Running Service Checks

As stated earlier, a running service does not necessarily imply a working service. This is the reason each service provides aservice check. In most cases the service check simply runs a program over the service to verify it functioning Let’s run a service check on the HDFS service.

  1. From the HDFS Service page, click on the Service Actions then select Run Service Check from the menu.
  2. A dialog will prompt for confirmation. Click OK to start the Service Check.
  3. A background opation will begin. Click down to the Check HDFS task dialog: Check HDFS
    Read through the script output. Observe the script is attempting to read and write to HDFS.
  4. When the Service Check passes, you will see a green check mark (depicted in the screenshot) Click OK to close the operations dialog.

NOTE: In future labs you will be asked to verify service XYZ is up and running before you start the lab. You have now been instructed how to accomplish this through service operations and service checks.

Service Versions

There are times you will need to know the version of the service running on your Hadoop cluster. Many of these applications are under heavy development and thus the feature set can vary substantially among versions.

For example, the version of Spark installed on your cluster is a couple versions behind the current release. This is important when you are searching online for documentation as you want your documentation to match your installed version.

Let’s walk through finding the installed version of the Spark service:

  1. From the Ambari main menu, select Admin then Stack and Versions A list of installed services will be displayed.
  2. Find Spark in the list of services. Note the version.

Ambari views

Ambari views provide access into the client-tooling through Ambari’s web interface. You can access the views from the Ambari main menu by clicking on the view icon View Icon

Notice when you click on the views menu there are options for HDFS, Hive, Pig, YARN Queues, and Tez among others. These represent web-client versions of these tools. In some cases the web versions of the client are advantageous over their command line counterparts.

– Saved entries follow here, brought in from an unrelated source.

PR #9554, opened 2019-11-29
[#8585] Add watch only account

### LINKED ISSUE #8585: Add watch only account front-end
Placeholder to fill out later

Requires @gravityblast work on login API to enable

# Problem

An overview of the background required to understand the problem.
A problem description.

## Implementation

Known steps towards feature implementation.
What needs further specifying and investigating.

## Acceptance Criteria

Rules for the future PR to be accepted.

## Notes

Random notes to keep in mind while implementing it. Mostly about related issues and future plans and thoughts.

## Future Steps

Steps which should be taken after this issue has been resolved.

flexsurfer:
DEMO: https://www.youtube.com/watch?v=mw28EFE7mXs

fixes #8585

for QA: it's possible to delete watch only account in the settings

### DIFF
--- a/src/status_im/ui/screens/intro/views.cljs
+++ b/src/status_im/ui/screens/intro/views.cljs
@@ -549,7 +549,8 @@
       (toolbar/nav-button
        (actions/back #(re-frame/dispatch [:intro-wizard/navigate-back])))
       nil]
-     [react/view {:style {:flex 1 :justify-content :space-between}}
+     [react/view {:style {:flex            1
+                          :justify-content :space-between}}
       [top-bar {:step :enter-phrase}]
       [enter-phrase wizard-state]
       [bottom-bar (merge {:step :enter-phrase
--- a/src/status_im/ui/screens/intro/views.cljs
+++ b/src/status_im/ui/screens/intro/views.cljs
@@ -545,14 +545,11 @@
 (defview wizard-enter-phrase []
   (letsubs [wizard-state [:intro-wizard/enter-phrase]]
     [react/keyboard-avoiding-view {:style {:flex 1}}
-     [toolbar/toolbar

We will use Ambari views on occasion in future labs where it makes sense to do so. It is important to node that when lab instructions say something like: logon to Ambari as admin and open the Hive View, this implies the following steps:

  1. Logon to http://sandbox:8080 as admin
  2. Click on the Ambari View icon View Icon
  3. Select Hive from the menu.

Test Yourself

  1. What on the is the main page of Ambari?
  2. Describe the process to view any running background operations from the dashboard.
  3. Explain how a service can be running (green) but still not work?
  4. How can you test a running service to ensure it is operating as expected?
  5. Why it is important to know which version of a Hadoop service you have installed?

Part 3: On Your Own

Exercises

Use the Ambari Interface to answer these questions and complete these Tasks. Be sure to include the steps you took in the Ambari UI to answer the question along with the actual answer itself.

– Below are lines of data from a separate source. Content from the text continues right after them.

PR #9555, opened 2019-11-29
Make tooltips visible in page xml

Serhy:
Tooltips are not visible in page xml when we navigate between screen. They are visible but not searchable. This PR will fix it.

Status: ready


flexsurfer:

  1. What are the three components of the YARN Service?
  2. What are the three components of the HDFS Service?
  3. What version of Pig is installed in your cluster?
  4. What version of Ambari is installed in your cluster?
  5. Shut down the MapReduce2 service using the Ambari interface. Does this raise an alert? Which one?
  6. Start the MapReduce2 service again. Drill down through the operations output. Are there any errors?
  7. Run a service check on Spark. Did it pass?